| Information given |

PR #1148, opened 2022-03-01
refactor: validate config

UncleSamtoshi:
- validate yml config using json schema

### DIFF
--- a/src/config/schema.ts
+++ b/src/config/schema.ts
@@ -1,0 +1,257 @@
+import { JTDDataType } from "ajv/dist/types/jtd-schema"
+
+export type ConfigSchema = JTDDataType<typeof configSchema>
+
+const buildNumberConfigSchema = {
+  type: "object",
+  properties: {
+    minBuildNumber: { type: "number" },
+    lastBuildNumber: { type: "number" },
+  },
+  required: ["minBuildNumber", "lastBuildNumber"],
+  additionalProperties: false,
+}
+
+const accountLimitConfigSchema = {
+  type: "object",
+  properties: {
+    level: {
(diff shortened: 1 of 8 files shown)


src/config/schema.ts
```diff
@@ -0,0 +1,272 @@
...
+      type: "object",
+      properties: {
+        LOW_BOUND_RATIO_SHORTING: { type: "number" },
+        LOW_SAFEBOUND_RATIO_SHORTING: { type: "number" },
+        HIGH_SAFEBOUND_RATIO_SHORTING: { type: "number" },
+        HIGH_BOUND_RATIO_SHORTING: { type: "number" },
+        LOW_BOUND_LEVERAGE: { type: "number" },
+        LOW_SAFEBOUND_LEVERAGE: { type: "number" },
+        HIGH_SAFEBOUND_LEVERAGE: { type: "number" },
+        HIGH_BOUND_LEVERAGE: { type: "number" },
```
dolcalmi, line 81: if these are not env variables should keep camel case standard but... :thinking:  are we using this values? this seems to be more a dealer config than backend config

dolcalmi (changes requested):
looks good.. just a minor comment

src/config/schema.ts
nicolasburtey: probably not used any more. would probably make sense to look at all the value in the yaml to see if they're still used as part of this PR

UncleSamtoshi: It does not appear to be used by the Galoy app, so I will remove it.

dolcalmi (approved):

PR #3207, opened 2023-09-13
feat: add push notification filtering settings

UncleSamtoshi:
- Adds the ability to set and retrieve push notification filters
- Push Notifications will be on by default and before they are sent we will check to make sure notifications are enabled and that the individual notification type and subtype is not disabled
- NOTE: This is implemented using a string for NotificationType instead of an enum. This allows for the notification service to not need any context about the notifications that are passing through it.


src/app/accounts/update-push-notification-settings.ts
```diff
@@ -0,0 +1,31 @@
+import { checkedToPushNotificationSettings } from "@domain/notifications"
```
nicolasburtey, line 1: we have a `app/comm` folder. should probably be there
comm for `communication`. we could use `communication` if `comm` is unclear.

src/graphql/public/schema.graphql
```diff
@@ -79,6 +80,16 @@ type AccountUpdateDisplayCurrencyPayload {
   errors: [Error!]!
 }
 
+input AccountUpdatePushNotificationSettingsInput {
+  enabled: Boolean!
+  settings: [PushNotificationSettingsInput]!
```
nicolasburtey, line 85: I don't quite understand the shape of the input. why is enabled passed at the root?

nicolasburtey (commented):
some comments

src/graphql/public/schema.graphql
UncleSamtoshi: The settings are a combination of "NotificationType" filters that live under `settings` and a general on/off switch for all notifications called `enabled`. Maybe I should change `settings` to be `settingsByNotificationType` or even `filters`.

src/app/accounts/update-push-notification-settings.ts
UncleSamtoshi: `comm` is unclear to me, and I would support moving to `communication`. I could still see this mutation live under the `account` use cases because you are storing account info.

src/domain/primitives/index.types.d.ts
```diff
@@ -11,6 +11,7 @@ type MilliSeconds = number & { readonly brand: unique symbol }
 type Days = number & { readonly brand: unique symbol }
 type JwtToken = string & { readonly brand: unique symbol } // short lived asymmetric token from oathkeeper
 type Memo = string & { readonly brand: unique symbol }
+type PushNotificationType = string & { readonly brand: unique symbol }
```
nicolasburtey, line 14:
```suggestion
type PushNotification = string & { readonly brand: unique symbol }
```

src/graphql/public/root/mutation/account-update-push-notification-settings.ts
```diff
@@ -0,0 +1,56 @@
...
+
+const AccountUpdatePushNotificationSettingsInput = GT.Input({
+  name: "AccountUpdatePushNotificationSettingsInput",
+  fields: () => ({
+    pushNotificationsEnabled: {
+      type: GT.NonNull(GT.Boolean),
+    },
+    disabledPushNotificationTypes: {
+      type: GT.NonNull(GT.List(PushNotificationType)),
+    },
```
nicolasburtey, line 16: I still think this should be segmented into 2 mutations. 

1 mutation = 1 action. 

here both argument are mandatory. so action such as:

"I want to deactivate one notification": it is unclear whether the `pushNotificationsEnabled` should be set to true or false.

src/graphql/public/schema.graphql
```diff
@@ -6,6 +6,7 @@ interface Account {
   id: ID!
   level: AccountLevel!
   limits: AccountLimits!
+  pushNotificationSettings: PushNotificationSettings!
```
nicolasburtey, line 9: I don't think we should make it dedicate to pushNotification. I think for instance we will want to activate notification by email also (in a follow up PR).

this could be something like:

```
notifications: {
   push: []
   email: []
}
```

src/graphql/public/schema.graphql
```diff
@@ -79,6 +80,16 @@ type AccountUpdateDisplayCurrencyPayload {
   errors: [Error!]!
 }
 
+input AccountUpdatePushNotificationSettingsInput {
+  disabledPushNotificationTypes: [PushNotificationType]!
+  pushNotificationsEnabled: Boolean!
+}
+
+type AccountUpdatePushNotificationSettingsPayload {
+  account: ConsumerAccount
```
nicolasburtey, line 89: do we not use `Account` instead for the other similar queries?

src/graphql/public/schema.graphql
```diff
@@ -79,6 +80,16 @@ type AccountUpdateDisplayCurrencyPayload {
   errors: [Error!]!
 }
 
+input AccountUpdatePushNotificationSettingsInput {
+  disabledPushNotificationTypes: [PushNotificationType]!
```
nicolasburtey, line 84: typically we also want to make the inner mandatory (with another !)

the difference is that:
with the outer, the argument must exist, with the inner, the argument must be an array. 

if you just had the inner, it would say that if the argument exist, it must be an array, but it could be undefined also. 

```suggestion
  disabledPushNotificationTypes: [PushNotificationType!]!
```

nicolasburtey (commented):
I still have the same reservation on the ambiguity regarding the usage of the mutations with the current API.
the query looks fine.

src/graphql/public/schema.graphql
UncleSamtoshi: Will make this change.

src/graphql/public/schema.graphql
UncleSamtoshi: At the moment we use `ConsumerAccount` for the other similar queries but maybe this is by mistake?

src/graphql/public/root/mutation/account-update-push-notification-settings.ts
UncleSamtoshi: I think it depends on how you view the `1 action`. Going to the notification settings page and then turning on or off a few notifications and then sending your new notification settings when you leave the page could be seen as one action "updating your setting". Otherwise you could look at each individual toggle as 1 action. I'm open to either one. If you split this into two queries, would you then add two more queries for enabling and disabling email and selecting notifications that are disabled in email?

src/graphql/public/schema.graphql
UncleSamtoshi: If we are planning on doing this soon, It may make sense to do it before we release a version of the app with the notification settings that would cause a breaking change.

src/graphql/public/schema.graphql
```diff
@@ -29,6 +30,24 @@ type AccountDeletePayload {
...
+  channel: NotificationChannel!
+}
+
+input AccountDisableNotificationChannelInput {
+  channel: NotificationChannel!
+}
+
+input AccountEnableNotificationCategoryForChannelInput {
+  category: NotificationCategory!
+  channel: NotificationChannel!
```
nicolasburtey, line 44: I'm wondering if channel should be mandatory. if it was optional, then the mutation would apply to all channels

src/domain/notifications/index.ts
```diff
@@ -8,3 +10,137 @@ export const NotificationType = {
...
+  notificationChannel,
+  notificationCategory,
+}: {
+  notificationSettings: NotificationSettings
+  notificationChannel?: NotificationChannel
+  notificationCategory: NotificationCategory
+}): NotificationSettings => {
+  const notificationChannelsToUpdate: NotificationChannel[] = notificationChannel
+    ? [notificationChannel]
+    : Object.values(NotificationChannel)
```
nicolasburtey, line 106: what is the purpose of this?

src/domain/notifications/index.ts
```diff
@@ -8,3 +10,137 @@ export const NotificationType = {
...
+} as const
+
+export const GaloyNotificationCategories = {
+  Payments: "Payments" as NotificationCategory,
+  Balance: "Balance" as NotificationCategory,
+  AdminPushNotification: "AdminPushNotification" as NotificationCategory,
+} as const
+
+export const checkedToNotificationCategory = (
+  type: string,
```
nicolasburtey, line 25: reading this make me feel like `type` can be a keyword conflicting with js base language. maybe we could use notificationType here?

src/app/accounts/disable-notification-channel.ts
```diff
@@ -0,0 +1,23 @@
...
+  accountId,
+  notificationChannel,
+}: {
+  accountId: AccountId
+  notificationChannel: NotificationChannel
+}): Promise<Account | ApplicationError> => {
+  const account = await AccountsRepository().findById(accountId)
+  if (account instanceof Error) return account
+
+  const newNotificationSettings = setNotificationChannelIsEnabled({
```
nicolasburtey, line 14: name not very consistent with `src/app/accounts/disable-notification-category.ts` where the main action is `domainDisableNotificationCategory` (ie: not starting with set)

src/app/admin/send-admin-push-notification.ts
```diff
@@ -1,4 +1,8 @@
 import { checkedToAccountUuid } from "@domain/accounts"
+import {
+  GaloyNotificationCategories,
```
nicolasburtey, line 3:
```suggestion
  galoyNotificationCategories,
```

src/domain/notifications/index.ts
```diff
@@ -8,3 +10,137 @@ export const NotificationType = {
   OnchainPayment: "onchain_payment",
   LnInvoicePaid: "paid-invoice",
 } as const
+
+export const NotificationChannel = {
+  Push: "push",
+} as const
+
+export const GaloyNotificationCategories = {
+  Payments: "Payments" as NotificationCategory,
```
nicolasburtey, line 19: no Circles?

src/services/notifications/push-notifications.ts
```diff
@@ -112,7 +115,40 @@ export const PushNotificationsService = (): IPushNotificationsService => {
...
+      return {
+        status: SendFilteredPushNotificationStatus.Filtered,
+      }
+    }
+
+    const result = await sendNotification({
+      ...sendNotificationArgs,
+      data: {
+        ...data,
+        NotificationCategory: notificationCategory,
```
nicolasburtey, line 138: not sure what is supposed to be inside { data } versus at the root level (ie: `{ ...sendNotification, ... }`) but reading here would make me think  `NotificationCategory: notificationCategory,` is more a metadata thing and should be one level up in the root

test/legacy-integration/notifications/push-notification.spec.ts
```diff
@@ -0,0 +1,28 @@
+import {
```
nicolasburtey, line 1: I'm wondering how much we should add to the `legacy-integration`. We're aiming at trimming this folder down. @vindard  would have more context

nicolasburtey:
great PR. looks good overall, some nits to look at.

nicolasburtey (approved):
approving, even if this may need change. someelse can reapprove later.

src/domain/notifications/index.ts
UncleSamtoshi: This is the behavior that you requested where it will update all channels if a specific channel in not set.

src/domain/notifications/index.ts
UncleSamtoshi: Will change the name to `notificationCategory` as we already use `notificationType` elsewhere.

src/domain/notifications/index.ts
UncleSamtoshi: These are notification categories that Galoy core knows about. "Circles" will be a NotificationCategory but one that is passed through the graphql api and not one that is known about in our core domain.

src/services/notifications/push-notifications.ts
UncleSamtoshi: That makes sense, I will move it up a level.

src/app/accounts/disable-notification-channel.ts
UncleSamtoshi: I will make the names consistent

src/services/notifications/push-notifications.ts
UncleSamtoshi: Actually I think it may make sense to keep it where it is at. It is preferable that all notifications that have a notification category receive it as a part of their metadata. Since this method already has logic relating to handling notification categories I think it is alright for it to augment the metadata.

nicolasburtey (approved):

PR #3209, opened 2023-09-14
fix: cron usd invoices processing

dolcalmi:


test/unit/domain/wallet-invoices/wallet-invoice-validator.spec.ts
```diff
@@ -17,6 +17,7 @@ describe("WalletInvoiceValidator", () => {
       amount: BigInt(10),
     },
     paid: false,
+    createdAt: new Date(Date.now()),
```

| Instructions for the task |
Quote every line from the beginning of the entries up to and including the line that contains "PR #3207, opened 2023-09-13".

| Exercise solution |
PR #1148, opened 2022-03-01
refactor: validate config

UncleSamtoshi:
- validate yml config using json schema

### DIFF
--- a/src/config/schema.ts
+++ b/src/config/schema.ts
@@ -1,0 +1,257 @@
+import { JTDDataType } from "ajv/dist/types/jtd-schema"
+
+export type ConfigSchema = JTDDataType<typeof configSchema>
+
+const buildNumberConfigSchema = {
+  type: "object",
+  properties: {
+    minBuildNumber: { type: "number" },
+    lastBuildNumber: { type: "number" },
+  },
+  required: ["minBuildNumber", "lastBuildNumber"],
+  additionalProperties: false,
+}
+
+const accountLimitConfigSchema = {
+  type: "object",
+  properties: {
+    level: {
(diff shortened: 1 of 8 files shown)


src/config/schema.ts
```diff
@@ -0,0 +1,272 @@
...
+      type: "object",
+      properties: {
+        LOW_BOUND_RATIO_SHORTING: { type: "number" },
+        LOW_SAFEBOUND_RATIO_SHORTING: { type: "number" },
+        HIGH_SAFEBOUND_RATIO_SHORTING: { type: "number" },
+        HIGH_BOUND_RATIO_SHORTING: { type: "number" },
+        LOW_BOUND_LEVERAGE: { type: "number" },
+        LOW_SAFEBOUND_LEVERAGE: { type: "number" },
+        HIGH_SAFEBOUND_LEVERAGE: { type: "number" },
+        HIGH_BOUND_LEVERAGE: { type: "number" },
```
dolcalmi, line 81: if these are not env variables should keep camel case standard but... :thinking:  are we using this values? this seems to be more a dealer config than backend config

dolcalmi (changes requested):
looks good.. just a minor comment

src/config/schema.ts
nicolasburtey: probably not used any more. would probably make sense to look at all the value in the yaml to see if they're still used as part of this PR

UncleSamtoshi: It does not appear to be used by the Galoy app, so I will remove it.

dolcalmi (approved):

PR #3207, opened 2023-09-13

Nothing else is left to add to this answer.